I love OmaKitty's last comment about the shelter!!!! :lol: :lol:


----------



## mychisangel (May 6, 2005)

Great pics. He looks so cute in pink, and really stunning in red. Love that pic of him in red looking at the camera too - Minx & Brooke are swooning!!! :love3: Looking at your Omakitty is so weird - that's OUR Omakitty Too in the pics, if I didn't know any better. The markings on her back look identical! :scratch:


----------



## Rachael Polachek (Feb 19, 2005)

All you do is supply OmaKitty with ammunition when you dress poor Cooper in a pink hoodie. You might as well just load up the .38 and place it in her outstretched paw. :shock: 

Clearly, red is Cooper's color and he looks stunning in it. :wave:


----------



## JOLIE'SMOM (Jul 15, 2005)

Cooper is DA MAN! He should be doing commercials. That look on his face is worth a million!


----------



## TareG (Aug 13, 2005)

I have the very same hockey sweatshirt for my chi!


----------



## Cooper (Jun 15, 2005)

Rachael Polachek said:


> All you do is supply OmaKitty with ammunition when you dress poor Cooper in a pink hoodie. You might as well just load up the .38 and place it in her outstretched paw. :shock:
> 
> Clearly, red is Cooper's color and he looks stunning in it. :wave:


Well, OmaKitty deserves to get revenge... after all, she's the one that put up with him ambushing her every 10 minutes when he was a pup.

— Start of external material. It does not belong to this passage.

PR #3684, opened 2024-01-10
Prepares for 3.0 by updating to Spring Boot 3 and floor Java 8

codefromthecrypt:
We currently still have a problem as the latest version shows up as 3.0.0-rc0 due to an accidental release. Moreover, a request to delete that version hasn't happened. This switches to 3.x by dropping support for Java 6 and moving to Spring Boot 3.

And I agree... Coop's color is red. I just fall in love all over with him when he's in red. He looks good in light blue, too. He has no light blue clothes though; we haven't found any that he gave the thumbs up to yet.


----------



## nabi (Nov 25, 2004)

Cooper looks great in his new hoodies...I have said it before but...it takes a confident man to wear pink...and Cooper pulls it off !


----------



## Alisha (Mar 11, 2005)

I love them he looks awesome & he's obviously secure in his masculinity to wear the pink :lol:


----------



## sjc (Jan 14, 2005)

nabi said:


> Cooper looks great in his new hoodies...I have said it before but...it takes a confident man to wear pink...and Cooper pulls it off !

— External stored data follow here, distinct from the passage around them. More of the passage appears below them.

PR #3686, opened 2024-01-11
fixes default release version from 17 to 11

codefromthecrypt:
This was a typo and doesn't affect anything except zipkin-dependencies, as that's the only project that uses non-overridden targets, and requires version 11 (due to spark conflicts that hopefully will one day go away).


anuraaga (approved):

shakuzen (approved):

codefromthecrypt:
thanks for the look @anuraaga and @shakuzen! I'll release 3.0.1 so I can align zipkin-dependencies before going offlline mostly 10days or so.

and if there is one thing Cooper has......it is definitely confidence! :wink:


----------



## stefanie_farrell (Jan 11, 2005)

ow hes de man... cooper You da man!!!


----------



## mychisangel (May 6, 2005)

Angel (OmaKitty Too) wanted to come by to check out Cooper's cool new hoodies and to say "Hi" to OmaKitty.  :wave:


----------



## Tinker (Jan 3, 2005)

Cooper looks stunning in his new hoodies, I especially love the red one on him. Can I send Marcus down to take lessons from Cooper? Marcus hates hoodies. T's are as far as he'll go.


----------



## Auggies Mom (Jun 9, 2004)

I think Cooper looks adorable in all his stuff but I love that last pic :lol: :lol: :lol:


----------



## Katie (Apr 9, 2005)

aww hahah hes so cute! love the pics... go cooper! He has very good taste :wink:


----------



## Cooper (Jun 15, 2005)

Tinker said:


> Cooper looks stunning in his new hoodies, I especially love the red one on him. Can I send Marcus down to take lessons from Cooper? Marcus hates hoodies. T's are as far as he'll go.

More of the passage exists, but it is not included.